> [Directions for this task]:
For each line of the data below that contains "working", return that line.

(Extracted records)

* * *

Issue #8770, opened 2024-10-14
[Bug]: Zitadel Logo showing both dark and light


rajubish:
### Preflight Checklist

- [x] I could not find a solution in the documentation, the existing issues or discussions
- [x] I have joined the [ZITADEL chat](https://zitadel.com/chat)

### Environment

Self-hosted

### Version

2.63

### Database

CockroachDB

### Describe the problem caused by this bug

Hi

After updating to the latest Zitadel version 2.63, the portal is showing both the dark and light logos at the same time. I have already uploaded both logos in the settings, expecting the correct one to display based on the selected mode (dark or light). Could you please look into this issue?

![Image](https://github.com/user-attachments/assets/d0e3c7da-5301-418b-bf40-6ce2efee122c)

![Image](https://github.com/user-attachments/assets/006a48cc-d184-4a25-ab7e-366def7fa07c)

### To reproduce

Go to login page and it will show logo twice.

hifabienne:
We do not have any updates yet on this.
We try to work as much as we can on bug fixes but it can still take some time.

If you like you can also send us a pr and we will have a look at it.

sampath24-ss:
Is the issue regarding the duplicate image in both  dark and light theme.

rajubish:
Yes correct

sampath24-ss:
I have seen the issue is [here](https://github.com/zitadel/zitadel/blob/main/internal/api/ui/login/static/templates/header.html) and I think the CSS file is [here](https://github.com/zitadel/zitadel/blob/main/docs/src/css/custom.css)  could you please confirm is the same. As I am not sure of CSS file.

sampath24-ss:
Is anyone working on this issue ?

hifabienne:
At the moment no one is working on the issue, as soon as someone starts working on it, we will assign it to that person.
If you like you can send also a PR, and we will have a look at it.

sampath24-ss:
Thanks for the confirmation. I will check and raise a PR

sampath24-ss:
@hifabienne  I have raised PR #8834

RahulPrasadYadav:
assign the issue

sampath24-ss:
@RahulPrasadYadav I am working on the issue

rajubish:
Any update on this?

rajubish:
one month over still no update on this

hifabienne:
Hei @rajubish 
Please stop spamming on the issues.
[...]

PR #8834, opened 2024-10-28
feat(templates): implement theme-based logo visibility

sampath24-ss:
# Which Problems Are Solved

Problem: After updating to Zitadel version 2.63, the login portal displays both the dark and light logos simultaneously, regardless of the selected mode. This issue occurs even though both logos are correctly uploaded in the settings. Users expect only the relevant logo (dark or light) to be displayed based on the current theme mode.

# How the Problems Are Solved

**Solution**: Implemented CSS-based conditional visibility using .hideondark and .hideonlight classes:

- .hideondark: Ensures that the light logo is hidden in dark mode.
- .hideonlight: Ensures that the dark logo is hidden in light mode.

Updated the template code to include these classes so that only the correct logo is visible, based on the theme.

# Additional Changes

- Added CSS styles to handle the theme-switching logic, ensuring the correct logo is displayed and preventing both logos from appearing simultaneously.
- Refined the dark/light mode detection to ensure consistent behavior across browsers.

# Additional Context

**Reproducing the Issue**:
Go to the login page on the updated Zitadel 2.63 portal.
Observe that both the dark and light logos are displayed simultaneously, causing a visual inconsistency.

**Fix Verification:**
Tested on the updated login page to ensure that only the relevant logo appears based on the mode (dark or light).


sampath24-ss:
Hi @livio-a ,

Thanks for the feedback! I'll review the hideonlight / hideondark classes and check out the similar implementation you referenced. The caching explanation makes sense. I’ll clear the cache and verify the display.

Let me know if there’s anything specific you’d like me to adjust in the PR. Thanks again!

Best,
Sampath

sampath24-ss:
Hi @livio-a 

I noticed the hideonlight and hideondark classes may not be taking effect, possibly due to a CSS file path issue. Could you confirm that the correct CSS file is linked? This might help resolve the display issue without further adjustments.

Thanks for your help!

livio-a:
I checked. The `hideonlight` and `hideondark` classes are part of the docs css.
Since the mentioned fix above already takes the same approach for the login, I don't think any other change is needed. Can you confirm?

rajubish:
is this released?

sampath24-ss:
Got it, thanks for confirming!!

sampath24-ss:
Hi @livio-a ,

Can you please confirm is the issue gets resolved by the previous changes which are done or any further changed needed to be done on the CSS files for the image rendering.

sampath24-ss:
Could you kindly confirm if this PR can be closed?

hifabienne:
Hi @sampath24-ss 
From what I understand we await a confirmation from you.
We couldn't reproduce the issue and therefore wanted to know if you could reproduce it without any changes?

hifabienne:
There was just an additional comment on the issue, that the error happens on firefox

sampath24-ss:
The issue is about the same on Firefox

rajubish:
I will update the version to 2.66.0 this weekend and check if it works fine and update you.

Thanks

livio-a:
Based on the [latest comments in #8770](https://github.com/zitadel/zitadel/issues/8770#issuecomment-2589687926) the issue was solved, resp. was due to some caching.

I'll close this PR.

@sampath24-ss Thanks again for trying to solve it.

PR #8945, opened 2024-11-22
feat(eventstore): accept transaction in push

adlerhurst:
# Which Problems Are Solved

Push is not capable of external transactions.

# How the Problems Are Solved

A new function `PushWithClient` is added to the eventstore framework which allows to pass a client which can either be a `*sql.Client` or `*sql.Tx` and is used during push.

# Additional Changes

Added interfaces to database package.

# Additional Context

- part of https://github.com/zitadel/zitadel/issues/8931

### DIFF
--- a/internal/eventstore/eventstore.go
+++ b/internal/eventstore/eventstore.go
@@ -88,7 +88,7 @@ func (es *Eventstore) Push(ctx context.Context, cmds ...Command) ([]Event, error
 	return es.PushWithClient(ctx, nil, cmds...)
 }
 
-// Push pushes the events in a single transaction
+// PushWithClient pushes the events in a single transaction using the provided database client
 // an event needs at least an aggregate
 func (es *Eventstore) PushWithClient(ctx context.Context, client database.Client, cmds ...Command) ([]Event, error) {
 	if es.PushTimeout > 0 {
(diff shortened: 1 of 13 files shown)


livio-a (dismissed):

livio-a (approved):

internal/eventstore/eventstore.go
```diff
@@ -100,12 +106,24 @@ func (es *Eventstore) Push(ctx context.Context, cmds ...Command) ([]Event, error
...
+			break retry
+		}
 		var pgErr *pgconn.PgError
-		if !errors.As(err, &pgErr) || pgErr.ConstraintName != "events2_pkey" || pgErr.SQLState() != "23505" {
+		if !errors.As(err, &pgErr) {
 			break retry
 		}
-		logging.WithError(err).Info("eventstore push retry")
+		if pgErr.ConstraintName == "events2_pkey" && pgErr.SQLState() == "23505" {
+			logging.WithError(err).Info("eventstore push retry")
```
zhirschtritt, line 119: Would it be helpful to add prom metrics for here 23505 and 40001? Regarding 40001 in particular - a high rate of serialization errors might be an indicator that the serializable isolation level isn't performing well.

adlerhurst: thanks for your comment, we will merge https://github.com/zitadel/zitadel/pull/8816 as well which changes this logic anyways. But I agree that this would be a useful metric. I created this issue as a follow up https://github.com/zitadel/zitadel/issues/8948

PR #8962, opened 2024-11-25
Notification handler

### LINKED ISSUE #8931: Notification Handling

livio-a:
# Which Problems Are Solved

The current handling of notification follows the same pattern as all other projections:
Created events are handled sequentially (based on "position") by a handler. During the process, a lot of information is aggregated (user, texts, templates, ...).
This leads to back pressure on the projection since the handling of events might take longer than the time before a new event (to be handled) is created.

# How the Problems Are Solved

- The current user notification handler creates separate notification events based on the user / session events.
- These events contain all the present and required information including the userID.
- These notification events get processed by notification workers, which gather the necessary information (recipient address, texts, templates)  to send out these notifications.
- If a notification fails, a retry event is created based on the current notification request including the current state of the user (this prevents race conditions, where a user is changed in the meantime and the notification already gets the new state).
- The retry event will be handled after a backoff delay. This delay increases with every attempt. 
- If the configured amount of attempts is reached or  the message expired (based on config), a cancel event is created, letting the workers know, the notification must no longer be handled.
- In case of successful send, a sent event is created for the notification aggregate and the existing "sent" events for the user / session object is stored.

# Additional Changes

None

# Additional Context

- closes #8931


internal/notification/handlers/ctx.go
```diff
@@ -14,6 +14,10 @@ func HandlerContext(event *eventstore.Aggregate) context.Context {
 	return authz.SetCtxData(ctx, authz.CtxData{UserID: NotifyUserID, OrgID: event.ResourceOwner})
```
stebenz, line 14: Duplicate code with ContextWithNotifier right?

internal/notification/handlers/notification_worker.go
```diff
@@ -0,0 +1,494 @@
...
+		index := strings.LastIndex(notifyUser.LastEmail, "@")
+		event.Request.Args["Domain"] = notifyUser.LastEmail[index+1:]
+	}
+
+	err = w.sendNotification(ctx, tx, event.Request, notifyUser, event)
+	if err == nil {
+		return nil
+	}
+	// if retries are disabled, we cancel the notification
+	if w.config.MaxAttempts <= 1 {
```
stebenz, line 129: Wouldn't this mean that if you say MaxAttempts = 1, that you would never send it?

internal/notification/handlers/notification_worker.go
```diff
@@ -0,0 +1,494 @@
...
+		notify = types.SendEmail(ctx, w.channels, string(template.Template), translator, notifyUser, colors, e)
+	case domain.NotificationTypeSms:
+		notify = types.SendSMS(ctx, w.channels, translator, notifyUser, colors, e, generatorInfo)
+	}
+
+	args := maps.Clone(request.Args)
+	if len(args) == 0 {
+		args = make(map[string]any)
+	}
+	args["Code"] = code
```
stebenz, line 223: Coudln't we also use a struct with functions to get and set specific arguments? Inline keys could end up beeing a hassle.

internal/notification/handlers/notification_worker.go
```diff
@@ -0,0 +1,494 @@
...
+
+	if err := notify(request.URLTemplate, args, request.MessageType, request.UnverifiedNotificationChannel); err != nil {
+		return err
+	}
+	err = w.commands.NotificationSent(ctx, tx, e.Aggregate().ID, e.Aggregate().ResourceOwner)
+	if err != nil {
+		logging.WithFields("instanceID", authz.GetInstance(ctx).InstanceID(), "notification", e.Aggregate().ID).
+			OnError(err).Error("could not set sent notification event")
+	}
+	err = sender(ctx, w.commands, request.NotificationAggregateID(), request.NotificationAggregateResourceOwner(), generatorInfo, args)
```
stebenz, line 237: Error not handled, just logged, is that expected?

internal/notification/handlers/notification_worker.go
```diff
@@ -0,0 +1,494 @@
...
+	if err != nil {
+		return err
+	}
+	defer func() {
+		err = database.CloseTransaction(tx, err)
+	}()
+
+	eventType := eventstore.EventType(notification.RequestedType)
+	exclude := []eventstore.EventType{notification.RetryRequestedType, notification.CanceledType, notification.SentType}
+	if retry {
```
stebenz, line 361: I would personally prefer on splitting this into two functions instead of a condition.

internal/notification/handlers/user_notifier.go
```diff
@@ -2,31 +2,96 @@ package handlers
...
+		func(ctx context.Context, commands Commands, id, orgID string, generatorInfo *senders.CodeGeneratorInfo, args map[string]any) error {
+			return commands.HumanPhoneVerificationCodeSent(ctx, orgID, id, generatorInfo)
+		},
+	)
+	RegisterSentHandler(user.HumanInviteCodeAddedType,
+		func(ctx context.Context, commands Commands, id, orgID string, _ *senders.CodeGeneratorInfo, args map[string]any) error {
+			return commands.InviteCodeSent(ctx, orgID, id)
+		},
+	)
+	RegisterSentHandler(user.HumanPhoneCodeAddedType,
```
stebenz, line 81: HumanPhoneCodeAddedType is added 2 times, expected?

internal/notification/handlers/user_notifier.go
```diff
@@ -259,66 +299,70 @@ func (u *userNotifier) reducePasswordCodeAdded(event eventstore.Event) (*handler
...
-			}
-		}
-		colors, err := u.queries.ActiveLabelPolicyByOrg(ctx, e.Aggregate().ResourceOwner, false)
+		ctx, err = u.queries.Origin(ctx, e)
 		if err != nil {
 			return err
 		}
+		origin := http_util.DomainContext(ctx).Origin()
+		urlTmpl := e.URLTemplate
+		if urlTmpl == "" {
```
stebenz, line 308: This condition could be removed if you have a general if empty in the function right?

internal/notification/handlers/notification_worker.go
```diff
@@ -0,0 +1,494 @@
...
+	args["Code"] = code
+	// existing notifications use `OTP` as argument for the code
+	if request.IsOTP {
+		args["OTP"] = code
+	}
+
+	if err := notify(request.URLTemplate, args, request.MessageType, request.UnverifiedNotificationChannel); err != nil {
+		return err
+	}
+	err = w.commands.NotificationSent(ctx, tx, e.Aggregate().ID, e.Aggregate().ResourceOwner)
```
zhirschtritt, line 232: I wonder if we can decorate this error returned from `notify` will a "Retryable" or "Fatal" property so we can control whether to throw (and retry) or immediately mark the notification as failed. 

The scenario I'm thinking about is a 4xx error returned from the notification provider that should **never** be retried. An example is the `max_attempts_reached` error that Twilio will return if 5 attempts to send a sms challenge code are requested within 10 minutes (for a single challenge). Another approach might be a property passed to (or returned from) `notify` that can provide back-pressure to the notification worker influencing the retry delay or total attempts. 

I made a hacky solution here: https://github.com/zitadel/zitadel/pull/8936  that shows some of the thinking.

livio-a: I get the intention, but wouldn't a new request to the same phone number result in the same rate limit at Twilio?

zhirschtritt: > but wouldn't a new request to the same phone number result in the same rate limit at Twilio?

Right, we should just never retry that error state. Right? https://www.twilio.com/docs/api/errors/60203

livio-a: Yes. I'll add an error to cancel the notification without a retry similar to your approach and run some tests. 

In the meantime, there's the current image of this PR if you want to already test as well:
ghcr.io/zitadel/zitadel:e51c08ee2af5a9e071973cca7324f7fa03f16300

internal/notification/handlers/user_notifier.go
livio-a: fixed (and also passwordless code)

internal/notification/handlers/notification_worker.go
livio-a: renamed and made a comment

stebenz (approved):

* * *

> [Output of the task]:
Is anyone working on this issue ?
At the moment no one is working on the issue, as soon as someone starts working on it, we will assign it to that person.
@RahulPrasadYadav I am working on the issue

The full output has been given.